_PROBLEM STATEMENT_:
Go through the records below and copy out every line that contains the word "functions".

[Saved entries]
PR #689, opened 2022-01-26
fix time behavior in tests and filter warnings for pandas 1.4

CagtayFabry:
## Changes
- Fix failing tests due to new pandas version ->seems like pandas added own `__add__` functions so that we couldn't use + with a pandas Type on the left-hand side and our Time class on the right-hand side (thanks @vhirtham )
- filter warnings caused by xarray introduced with pandas 1.4

## Checks

- [x] updated tests

### DIFF
--- a/setup.cfg
+++ b/setup.cfg
@@ -113,6 +113,7 @@ asdf_schema_root = weldx/schemas/weldx.bam.de/weldx
 norecursedirs = doc
 filterwarnings =
     ignore::DeprecationWarning:traittypes.*:
+    ignore:Passing method to :FutureWarning:xarray.*:
 
 [isort]
 profile = black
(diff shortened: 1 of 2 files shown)


CagtayFabry:
This should get rid of a few thousand warnings in tests hopefully 🚀😄
(and clean up your notebooks @marscher 😉)

marscher:
> 

Eventually it makes sense to pin to a minor of pandas, which has been tested and only upgrade it, if everything works as expected.

CagtayFabry:
something like `pandas>=1.0,<=1.3` ?

I think that would be ok if we have a good workflow release patch versions if new pandas releases work as expected (while still giving some safety)

marscher:
Yes.

PyPI prohibits uploading patched sources, so this always renders a new micro release just for updating the dependencies. Conda does circumvent this by increasing build numbers. I guess there is no way to avoid this.

Eventually it is too much overhead.

PR #824, opened 2022-11-15
use Ruff linter pre-commit actions

marscher:
## Changes

- Use Ruff linter pre-commit actions
- Fixed linting issues.
- Use Ruff with NbQA.
- Removed (replaced with Ruff) pre-commit hooks:
   - isort
   - pydocstyle
   - flake8
   - pep585-upgrade

Note that I also removed flake8-deprecations, which only checked for a hard coded dictionary of super old deprecations inside the std lib.

## Checks

- [x] updated CHANGELOG.rst


CagtayFabry:
I think the config looks very clean now that nbqa-ruff is also available @marscher 👍 

Just some errors to look into with the latest versions

CagtayFabry:
we could also think about removing isort for the ruff implementation

marscher:
With ruff-0.0.208 the error output does not contain the originating file name. This renders the output useless.

CagtayFabry:
> With ruff-0.0.208 the error output does not contain the originating file name. This renders the output useless.

oh that sounds bad, I hope ruff will introduce an option to toggle this at least..?

marscher:
> oh that sounds bad, I hope ruff will introduce an option to toggle this at least..?

However, this only seems to happen on Github and there some kind of annotations api is used. So the files will be flagged in the "changes" section of the PR :+1:

marscher:
Honestly I do not know how to approach the notebook errors related to implicitly imported attributes. Xref: https://github.com/nbQA-dev/nbQA/issues/785

marscher:
> we could also think about removing isort for the ruff implementation

yes, we should do that. I do not know if Ruff respects the tool settings of isort inside pyproject.toml or refers to its own isort section.

CagtayFabry (approved):
wow great work digging through all of it @marscher 🙏
the linting config also looks super clean 👍

PR #826, opened 2022-11-28
Fix wxextension matching

### LINKED ISSUE #825: asdf-2.14.1 leads to a condition where weldx extension is found twice.
This makes `get_weldx_extension()` fail, as the weldx extension is meant to be found only once. Eventually we register our extension in a legacy manner.
Downgrading to asdf-2.13 circumvents this problem.

marscher:
## Changes

asdf-2.14.0+ returns two `Extension` instances matching the pattern in `get_weldx_extension()`. So we allow this now and add a version mismatch check.
Another minor change is to add caching to the function, as it is being called for some types, each time one of these types is being serialized. The cache hits, if the extension tuple matches (based on id(), I'd guess).

## Related Issues

Closes #825

## Checks

- [ ] updated CHANGELOG.rst
- [ ] updated tests
- [ ] updated doc/
- [ ] update manifest file

### DIFF
--- a/pyproject.toml
+++ b/pyproject.toml
@@ -13,8 +13,16 @@ readme = {file = "README.rst", content-type="text/x-rst"}
 license = {file = "LICENSE", name="BSD License"}
 keywords = [
     "welding",
-    "weldx",
-    "bam", # TODO: add more keywords here! think of them as in a journal article.
+    "measurement",
+    "experiment",
+    "coordinate transformations",
+    "time dependent coordinates",
+    "BAM",
+    "Bundesanstalt für Materialforschung- und Prüfung",
+    "scientific data format",
+    "asdf",
+    "advanced-scientific-data-format",
+    "iso-9692-1",
 ]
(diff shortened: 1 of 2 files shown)


CagtayFabry:
I am not sure if this is a bug on the `asdf` side or if something is wrong with the way we implemented our extension

It would be good to test the caching with the quality standard implementation to see if that has any effect

marscher:
Taking a look in the debugger, other extensions, including asdf standard extensions have this splitted pattern of one extension carrying the tags and another containing the converters. So I doubt that you did something wrong adopting the new pattern (a manifest extension, right?)

marscher:
If you are afraid, that caching breaks something, I can also just remove the implementation. Probably it doesn't make any difference.
How would I test against the quality standard? I thought the default is activated on import time.

marscher:
I expect that asdf changes the entrypoint listing implementation, so we do not have duplicates in this list.

PR #829, opened 2022-12-15
Revert "pin asdf<2.14"

marscher:
Reverts BAMWelDX/weldx#828

Wait until asdf-2.14.3 and re-run failed test jobs

PR #834, opened 2023-01-03
Unpin ASDF

### LINKED ISSUE #825: asdf-2.14.1 leads to a condition where weldx extension is found twice.

WilliamJamieson:
## Changes

This PR unpins asdf. In asdf version 2.14.3 we specifically fixed the bug introduced in asdf 2.14.0 which lead to #825. This means weldx should be able to unpin asdf now.

Note that I specifically excluded the asdf versions: 2.14.0, 2.14.1, and 2.14.2 as they all experience the bug reported in #825.

## Related Issues

Closes #825

## Checks

- [x] updated CHANGELOG.rst

### DIFF
--- a/CHANGELOG.rst
+++ b/CHANGELOG.rst
@@ -10,6 +10,7 @@ dependencies
 ============
 
 -  pin ``asdf<2.14`` due to changes in the extension mechanism [:pull:`828`].
+-  Unpin ``asdf`` due to fix in ``asdf 2.14.3`` release [:pull:`834`].
 
 changes
 =======
--- a/pyproject.toml
+++ b/pyproject.toml
@@ -36,7 +36,7 @@ classifiers = [
 requires-python = ">=3.8,<3.11"
 dependencies = [
     "numpy >=1.20",
-    "asdf >=2.8.2,<2.14",
+    "asdf >=2.8.2,!=2.14.0,!=2.14.1,!=2.14.2",
     "pandas >=1.0",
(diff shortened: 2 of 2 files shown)


CagtayFabry:
Thank you @WilliamJamieson 😊

We will probably consolidate this with #829 and discard older asdf versions for the next release to clean up some APIs as well (we are just slightly behind on the PRs over the holiday season 😉)

WilliamJamieson:
> Thank you @WilliamJamieson 😊
> 
> We will probably consolidate this with #829 and discard older asdf versions for the next release to clean up some APIs as well (we are just slightly behind on the PRs over the holiday season 😉)

No problem, I noticed in the ASDF downstream tests that weldx was pinning ASDF, which made pip complain. However, everything seemed to be passing.

I didn't even check to see if you had a PR unpinning ASDF, so feel free to close this PR if you want.

marscher:
I prefer this kind of pinning, where the incompatible versions are listed explicitly. Thanks a lot!

CagtayFabry:
> I prefer this kind of pinning, where the incompatible versions are listed explicitly. Thanks a lot!

I agree, however we don't currently run any compatibility tests for older asdf versions
If we introduce those I would feel a bit more at ease keeping the older versions

PR #835, opened 2023-01-05
[GithubActions] Test old ASDF minor versions

marscher:
## Changes

Run asdf tests against all (supported) minor versions of ASDF.

## Related Issues
Related #834, #829


CagtayFabry:
the `pip` version takes priority over the conda install version I assume?

We could also add an `exclude` option to `pydeps2env` to do these kind of things

PR #837, opened 2023-01-06
Unpin maximum Python version

### LINKED ISSUE #836: Python 3.11 incompatibilities
- ```ValueError: mutable default <class 'numpy.ndarray'> for field prop1 is not allowed: use default_factory```

marscher:
## Changes

We allow future versions again. A very detailed discussion why pinning maximum versions can be found here: https://iscinumpy.dev/post/bound-version-constraints/

Also fixed some dataclasses in asdf.tags.debug 

TLDR:
Never cap Python, it is fundamentally broken at the moment. Also, even packing capping has negative consequences that can produce unexpected solves.

## Related Issues

Closes #836 

## Checks

- [x] updated CHANGELOG.rst

### DIFF
--- a/.github/workflows/build_pkg.yml
+++ b/.github/workflows/build_pkg.yml
@@ -81,7 +81,7 @@ jobs:
           CACHE_NUMBER: 0
         with:
           path: ~/.cache/pip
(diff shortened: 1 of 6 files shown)


marscher:
Now we got the first evidence that pinning Python for libraries is a bad idea. Weldx-widgets depends on weldx, but this cannot be installed for Python 3.11. So it is an expected failure.

PR #842, opened 2023-01-24
update ruff 233, nbqa 1.6.1

CagtayFabry:
## Changes

update ruff to 230 which has `--force-exclude` set by default

Not sure if this propagates to NBQA


marscher:
nbqa has its own ruff command line.

CagtayFabry:
> nbqa has its own ruff command line.

Are the NBAa releases tied to a specific ruff release or is that "up to date"?

marscher:
As nbqa is just a wrapper for the underlying tools, I think the latest version of the demanded tool will be installed.

Issue #845, opened 2023-01-27
Install weldx in mypy gha


marscher:
In #753 I pretended that we really have an install of weldx for type checking via Mypy. But it only installs all requirements, not weldx itself.
That is of course useful to determine the involved types, if the packages do not provide type stubs.

This leads to a discrepancy in results comparing the output of Mypy Github actions and a local run (0 vs ~40 errors).

PR #847, opened 2023-01-27
Update mypy action

CagtayFabry:
## Changes

Update mypy GitHub action:
- install mypy via conda
- add local weldx install

see #845

## Checks

- [x] updated tests


CagtayFabry:
Is this what you had in mind with #845 @marscher ?

The local pip install doesn't seem to make a difference here

marscher:
> Is this what you had in mind with #845 @marscher ?

yes, it is. It is kinda strange, that with the same mypy version, configuration, and stub packages I get very different results.

marscher (approved):

PR #848, opened 2023-01-29
[WXFile] determine widget usage by runtime env in _ipython_display_

### LINKED ISSUE #846: [docs] WeldxFile output in notebooks renders to IPython.display.JSON in jupyterhub environment
This can only be shown in a Jupyter lab environment. So the selection of the output should be made aware, that it is contained in a Sphinx/non-interactive session in order to avoid this.

  
image

marscher:
Fixes #846

## Changes

In `_ipython_display_` we assumed, that it will only be called in a Jupyter lab environment. This ain't true - within a Sphinx environment it's also called. So we just let this state be determined automatically.

## Related Issues

Closes #846

## Checks

- [x] updated CHANGELOG.rst
- [ ] updated tests
- [ ] updated doc/
- [ ] update manifest file

### DIFF
--- a/CHANGELOG.md
+++ b/CHANGELOG.md
@@ -18,6 +18,7 @@
   `TimeSeries` and `SpatialData` converters \[{pull}`831`\].
 - Use Ruff in pre-commit-action \[{pull}`824`\].
 - Use MyST-NB for documentation building \[{pull}`830`\].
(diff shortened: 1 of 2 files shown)


marscher:
Now the extended notebook about WXfile renders correctly (https://weldx--848.org.readthedocs.build/en/848/tutorials/weldxfile.html)

PR #849, opened 2023-02-01
ignore jupyter folders

CagtayFabry:
## Changes

ignore `.ipynb_checkpoints` folders in pytest discovery


marscher:
why would we have these in the root directory?

CagtayFabry:
> why would we have these in the root directory?

jupyter tends to create a lot of temporary files in those folders (e.g. when opening a .py file)
They don't pop up in the root dir, the exclude works in subfolders

PR #830, opened 2022-12-19
Sphinx use myst-nb

marscher:
## Changes
- Sphinx uses myst-nb to directly include Markdown.
- moved tutorials to doc/src/ and removed copying code.
- Converted all remaining documents to MD.
- Notebooks gets executed myst-nb

### TODOs
- add prologue to notebook processing.
- fix: skipping unknown output mime type: application/json [mystnb.unknown_mime_type] https://github.com/executablebooks/MyST-NB/issues/464
- fix: weldx/transformations/__init__.py:docstring of weldx.transformations.CoordinateSystemManager:1: WARNING: unknown document: 'tutorials/transformations_02_coordinate_system_manager'
- fix: weldx/transformations/__init__.py:docstring of weldx.transformations.LocalCoordinateSystem:1: WARNING: unknown document: 'tutorials/transformations_01_coordinate_systems'

## Related Issues

Closes #745 

## Checks

- [x] updated CHANGELOG.rst
- [ ] updated tests
- [x] updated doc/
- [ ] update example/tutorial notebooks
- [ ] update manifest file

PR #850, opened 2023-02-01
update manifest

CagtayFabry:
## Changes
 prepare v0.6.3. release

## Related Issues

Closes # (add issue numbers)

## Checks

- [ ] updated CHANGELOG.rst
- [ ] updated tests
- [ ] updated doc/
- [ ] update manifest file

### DIFF
--- a/.pre-commit-config.yaml
+++ b/.pre-commit-config.yaml
@@ -33,7 +33,7 @@ repos:
     hooks:
       - id: black
   - repo: https://github.com/charliermarsh/ruff-pre-commit
-    rev: v0.0.233
+    rev: v0.0.238
     hooks:
       - id: ruff
         args:
--- a/CHANGELOG.md
+++ b/CHANGELOG.md
@@ -1,6 +1,10 @@
 # Release Notes
 
-## 0.6.3 (unreleased)
+## 0.6.3 (02.02.2023)
+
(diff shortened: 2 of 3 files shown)


.github/workflows/pytest.yml
```diff
@@ -89,7 +89,7 @@ jobs:
       - name: run pytest on notebooks (append coverage)
         if: matrix.py == '3.8'
         run: |
-          pytest -n 2 --dist loadfile --nbval --current-env --cov-append tutorials/
+          pytest -n 2 --dist loadfile --nbval --current-env --cov-append ./doc/src/tutorials/
```
marscher, line 92: good catch! Sorry I've missed that in #830

marscher:
Why did you need to bump the manifest/extension version? I remember I was struggeling with adding the media_file schema to manifest and had some chat with Volker to resolve it.

CagtayFabry:
> Why did you need to bump the manifest/extension version? I remember I was struggeling with adding the media_file schema to manifest and had some chat with Volker to resolve it.

The manifest (and weldx extension) with version `0.1.1` have already been released in `v0.6.2` (or earlier)

In those cases I prefer to create a new version to avoid any confusion and keep the release versions stable

.github/workflows/pytest.yml
CagtayFabry: I just wanted to get rid of the folder link (luckily it only broke pytest and no sphinx links :wink: )

PR #861, opened 2023-03-27
Fix XArray LCS join

### LINKED ISSUE #810: xarray-2022.9.0 breaks weldx
- dimensions with just one element cannot be aligned any more with arrays having more dimensions. E.g. dims ("time", ) is not alignable to other dims ("time", "c", "foobar").
`ValueError: cannot align objects with join='exact' where index/labels/sizes are not equal along these coordinates (dimensions): 'time' ('time',)`

marscher:
## Changes

Some new version of XArray changed the merge logic in a way being incompatible with our demands in LCS. Setting the join method of the merge to "override" seems to work (at least the tests are passing).

## Related Issues

Properly fixes #810 

## Checks

- [x] updated CHANGELOG.rst


pyproject.toml
```diff
@@ -38,7 +38,7 @@ dependencies = [
     "numpy >=1.20",
     "asdf >=2.8.2,!=2.14.0,!=2.14.1,!=2.14.2",
     "pandas >=1.0",
-    "xarray >=0.19,<2022.09.0",
+    "xarray >=2023.3.0",
```
marscher, line 41: Actually we can also think of finding the XArray version which introduced Dataset.merge(join="override"), but I found it easier to just request at least a recent version.

CagtayFabry:
from the description of `xr.merge(join="override")` I don't think this is what we actually want since non equal indexes seem to be overridden.
I am not sure if there ever was any test that would catch this

marscher:
At least we have some test cases which produce non equal indices. Otherwise it would not fail with join="equal", right?

CagtayFabry:
> At least we have some test cases which produce non equal indices. Otherwise it would not fail with join="equal", right?

I assume that's the case, but it would be good to check it properly
Did you test if this runs on the original broken xarray version `2022.9.0`?

marscher:
I just ran the test now and it works as expected.

CagtayFabry:
> I just ran the test now with xarray `2022.09.0` and it works as expected.

great, thank you
I will try to take a look into the PR later and we can just pin `>=2022.09.0`

marscher:
Python 3.11 currently fails with
```
   error    libmamba Could not solve for environment specs
      The following packages are incompatible
      ├─ python 3.11**  is requested and can be installed;
      ├─ weldx_widgets >=0.2  is installable and it requires
      │  └─ weldx [>=0.5 |>=0.6 ] with the potential options
      │     ├─ weldx [0.5.0|0.5.1|0.5.2] would require
      │     │  └─ python >=3.8,<3.10 , which conflicts with any installable versions previously reported;
      │     ├─ weldx [0.6.0|0.6.1|0.6.2] would require
      │     │  └─ python >=3.8,<3.11 , which conflicts with any installable versions previously reported;
      │     └─ weldx [0.6.3|0.6.4] would require
      │        └─ xarray >=0.19,<2022.09.0 , which can be installed;
      └─ xarray >=2022.9.0  is uninstallable because it conflicts with any installable versions previously reported.
```

So we would need to release another version to fix this for Python 3.11, but I do not think this is urgent.

CagtayFabry:
I think I caught the bug though I am not completely sure what caused the change in xarray behavior (I think improved attribute propagation in xarray functions)

I don't mind releasing 0.6.5 at this point, it's nice to be back on the xarray release cycle

marscher:
Brilliant, then let's give a shot!

CagtayFabry (approved):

_OUTPUT OF THE TASK_:
- Fix failing tests due to new pandas version ->seems like pandas added own `__add__` functions so that we couldn't use + with a pandas Type on the left-hand side and our Time class on the right-hand side (thanks @vhirtham )
I think I caught the bug though I am not completely sure what caused the change in xarray behavior (I think improved attribute propagation in xarray functions)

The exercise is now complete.